**ASSIGNMENT:**
Where the data below has the string "when", return the whole line.

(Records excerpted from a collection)
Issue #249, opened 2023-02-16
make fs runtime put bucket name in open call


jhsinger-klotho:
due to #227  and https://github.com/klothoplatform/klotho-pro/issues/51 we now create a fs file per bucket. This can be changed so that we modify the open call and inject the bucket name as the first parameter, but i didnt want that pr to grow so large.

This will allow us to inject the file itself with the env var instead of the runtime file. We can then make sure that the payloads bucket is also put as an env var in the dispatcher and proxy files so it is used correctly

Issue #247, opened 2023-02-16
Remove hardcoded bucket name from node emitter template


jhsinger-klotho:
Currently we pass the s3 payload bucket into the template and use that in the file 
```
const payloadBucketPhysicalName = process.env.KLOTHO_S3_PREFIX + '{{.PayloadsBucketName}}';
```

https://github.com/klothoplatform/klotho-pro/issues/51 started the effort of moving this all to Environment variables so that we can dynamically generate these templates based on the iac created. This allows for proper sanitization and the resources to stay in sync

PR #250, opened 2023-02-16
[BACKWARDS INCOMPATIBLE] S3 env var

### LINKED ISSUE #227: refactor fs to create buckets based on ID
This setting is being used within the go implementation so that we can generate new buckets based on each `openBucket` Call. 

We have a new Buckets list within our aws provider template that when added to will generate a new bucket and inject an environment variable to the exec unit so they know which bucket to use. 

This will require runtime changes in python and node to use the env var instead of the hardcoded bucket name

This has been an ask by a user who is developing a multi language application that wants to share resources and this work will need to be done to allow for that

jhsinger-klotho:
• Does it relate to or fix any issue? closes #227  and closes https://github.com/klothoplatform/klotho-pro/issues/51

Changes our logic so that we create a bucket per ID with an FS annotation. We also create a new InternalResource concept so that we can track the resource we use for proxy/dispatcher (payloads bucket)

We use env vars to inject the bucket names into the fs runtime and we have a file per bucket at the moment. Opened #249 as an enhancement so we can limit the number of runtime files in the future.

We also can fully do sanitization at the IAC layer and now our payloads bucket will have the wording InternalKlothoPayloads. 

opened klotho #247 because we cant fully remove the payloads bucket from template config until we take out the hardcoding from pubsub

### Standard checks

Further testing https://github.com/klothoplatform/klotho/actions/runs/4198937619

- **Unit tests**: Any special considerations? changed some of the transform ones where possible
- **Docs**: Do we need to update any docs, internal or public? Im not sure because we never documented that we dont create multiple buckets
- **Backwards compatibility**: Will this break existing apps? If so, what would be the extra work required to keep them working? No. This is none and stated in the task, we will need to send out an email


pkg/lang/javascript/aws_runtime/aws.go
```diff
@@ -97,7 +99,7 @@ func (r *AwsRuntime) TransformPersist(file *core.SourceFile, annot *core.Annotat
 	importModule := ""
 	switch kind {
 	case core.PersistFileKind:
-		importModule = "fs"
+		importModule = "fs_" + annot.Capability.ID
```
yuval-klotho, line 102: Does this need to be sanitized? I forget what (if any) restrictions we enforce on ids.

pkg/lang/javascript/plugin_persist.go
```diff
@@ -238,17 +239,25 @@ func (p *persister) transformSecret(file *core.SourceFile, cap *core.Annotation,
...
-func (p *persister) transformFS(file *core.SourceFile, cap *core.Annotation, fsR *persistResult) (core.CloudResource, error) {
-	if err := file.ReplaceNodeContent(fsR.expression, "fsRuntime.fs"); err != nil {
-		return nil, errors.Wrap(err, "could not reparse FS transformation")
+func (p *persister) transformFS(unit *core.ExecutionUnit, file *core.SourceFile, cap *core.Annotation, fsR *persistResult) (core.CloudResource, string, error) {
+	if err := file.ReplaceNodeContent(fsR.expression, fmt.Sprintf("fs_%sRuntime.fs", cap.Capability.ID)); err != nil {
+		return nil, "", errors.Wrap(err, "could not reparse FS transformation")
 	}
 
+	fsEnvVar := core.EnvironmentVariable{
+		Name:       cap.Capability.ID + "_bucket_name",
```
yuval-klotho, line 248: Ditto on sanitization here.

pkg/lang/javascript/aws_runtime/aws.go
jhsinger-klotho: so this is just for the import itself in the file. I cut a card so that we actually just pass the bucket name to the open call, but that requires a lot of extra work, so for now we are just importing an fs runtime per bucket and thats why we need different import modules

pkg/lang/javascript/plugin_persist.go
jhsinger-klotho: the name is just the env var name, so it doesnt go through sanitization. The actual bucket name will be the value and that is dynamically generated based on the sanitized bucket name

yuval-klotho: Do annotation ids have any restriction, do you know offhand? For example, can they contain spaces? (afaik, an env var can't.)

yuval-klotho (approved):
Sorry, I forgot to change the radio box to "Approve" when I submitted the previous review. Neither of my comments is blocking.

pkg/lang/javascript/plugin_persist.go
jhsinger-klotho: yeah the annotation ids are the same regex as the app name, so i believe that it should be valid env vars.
---
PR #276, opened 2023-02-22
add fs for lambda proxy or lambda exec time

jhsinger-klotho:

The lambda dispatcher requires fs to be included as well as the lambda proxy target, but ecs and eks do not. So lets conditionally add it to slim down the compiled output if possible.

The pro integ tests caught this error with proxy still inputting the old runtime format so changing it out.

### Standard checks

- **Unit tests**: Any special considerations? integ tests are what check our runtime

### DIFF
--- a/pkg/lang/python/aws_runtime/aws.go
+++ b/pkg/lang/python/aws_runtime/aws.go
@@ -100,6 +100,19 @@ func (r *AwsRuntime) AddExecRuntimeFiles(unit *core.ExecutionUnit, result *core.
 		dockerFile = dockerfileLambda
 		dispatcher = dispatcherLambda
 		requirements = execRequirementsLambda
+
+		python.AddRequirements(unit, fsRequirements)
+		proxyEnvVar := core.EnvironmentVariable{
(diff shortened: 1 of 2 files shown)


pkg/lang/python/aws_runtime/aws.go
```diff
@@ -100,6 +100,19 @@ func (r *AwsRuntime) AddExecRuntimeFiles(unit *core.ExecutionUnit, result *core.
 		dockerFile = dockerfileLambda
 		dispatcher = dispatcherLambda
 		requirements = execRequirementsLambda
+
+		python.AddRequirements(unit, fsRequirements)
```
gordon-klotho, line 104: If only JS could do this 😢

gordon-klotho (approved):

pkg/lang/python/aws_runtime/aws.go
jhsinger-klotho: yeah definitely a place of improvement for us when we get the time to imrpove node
---
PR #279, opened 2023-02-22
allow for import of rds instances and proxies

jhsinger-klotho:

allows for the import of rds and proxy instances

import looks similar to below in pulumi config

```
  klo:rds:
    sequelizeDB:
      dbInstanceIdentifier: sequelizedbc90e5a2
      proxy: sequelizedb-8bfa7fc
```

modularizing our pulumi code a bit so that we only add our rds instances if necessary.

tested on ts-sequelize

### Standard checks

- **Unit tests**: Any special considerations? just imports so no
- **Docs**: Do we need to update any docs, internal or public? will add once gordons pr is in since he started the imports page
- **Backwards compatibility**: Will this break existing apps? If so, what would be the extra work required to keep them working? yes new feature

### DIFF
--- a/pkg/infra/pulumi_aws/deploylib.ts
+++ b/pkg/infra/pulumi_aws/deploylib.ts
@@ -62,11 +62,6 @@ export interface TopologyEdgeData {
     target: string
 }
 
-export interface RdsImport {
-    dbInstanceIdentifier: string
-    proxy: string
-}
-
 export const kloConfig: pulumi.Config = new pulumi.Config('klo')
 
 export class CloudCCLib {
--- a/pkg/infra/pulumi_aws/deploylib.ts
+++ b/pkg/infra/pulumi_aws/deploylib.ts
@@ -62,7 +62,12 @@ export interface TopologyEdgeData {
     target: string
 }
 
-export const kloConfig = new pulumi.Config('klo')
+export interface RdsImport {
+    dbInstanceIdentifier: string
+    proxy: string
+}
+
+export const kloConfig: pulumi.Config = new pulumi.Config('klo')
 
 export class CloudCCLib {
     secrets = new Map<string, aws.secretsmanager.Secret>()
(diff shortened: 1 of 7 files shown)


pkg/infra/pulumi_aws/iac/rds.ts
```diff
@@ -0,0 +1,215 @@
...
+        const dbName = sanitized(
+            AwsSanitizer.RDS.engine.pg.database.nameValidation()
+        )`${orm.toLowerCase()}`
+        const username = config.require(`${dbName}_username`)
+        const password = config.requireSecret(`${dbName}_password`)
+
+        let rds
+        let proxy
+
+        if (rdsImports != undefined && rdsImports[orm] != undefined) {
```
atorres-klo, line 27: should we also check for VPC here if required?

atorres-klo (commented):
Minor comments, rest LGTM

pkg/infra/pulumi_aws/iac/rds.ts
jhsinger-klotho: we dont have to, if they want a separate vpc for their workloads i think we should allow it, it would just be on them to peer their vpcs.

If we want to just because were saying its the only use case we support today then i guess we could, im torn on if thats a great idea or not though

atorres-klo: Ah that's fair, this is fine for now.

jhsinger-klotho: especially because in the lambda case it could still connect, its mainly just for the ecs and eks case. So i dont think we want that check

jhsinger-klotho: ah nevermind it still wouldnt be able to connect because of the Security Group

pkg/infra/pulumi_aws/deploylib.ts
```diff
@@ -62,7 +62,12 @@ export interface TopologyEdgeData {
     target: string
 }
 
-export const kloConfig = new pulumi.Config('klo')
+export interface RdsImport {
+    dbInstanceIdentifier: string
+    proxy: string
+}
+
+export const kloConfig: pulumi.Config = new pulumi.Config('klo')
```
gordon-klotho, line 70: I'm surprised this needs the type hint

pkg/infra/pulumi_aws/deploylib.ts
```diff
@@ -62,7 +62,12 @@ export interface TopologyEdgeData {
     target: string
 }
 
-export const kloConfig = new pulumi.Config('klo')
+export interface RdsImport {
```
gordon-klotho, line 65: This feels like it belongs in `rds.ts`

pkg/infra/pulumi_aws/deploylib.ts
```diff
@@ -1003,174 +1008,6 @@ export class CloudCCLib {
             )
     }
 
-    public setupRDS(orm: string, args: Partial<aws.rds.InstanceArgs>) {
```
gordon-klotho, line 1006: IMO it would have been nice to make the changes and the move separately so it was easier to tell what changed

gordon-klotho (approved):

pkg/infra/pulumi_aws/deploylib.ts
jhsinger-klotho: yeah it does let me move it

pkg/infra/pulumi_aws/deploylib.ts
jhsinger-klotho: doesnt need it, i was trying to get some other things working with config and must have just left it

**SOLUTION:**
We have a new Buckets list within our aws provider template that when added to will generate a new bucket and inject an environment variable to the exec unit so they know which bucket to use. 
Sorry, I forgot to change the radio box to "Approve" when I submitted the previous review. Neither of my comments is blocking.
jhsinger-klotho: yeah definitely a place of improvement for us when we get the time to imrpove node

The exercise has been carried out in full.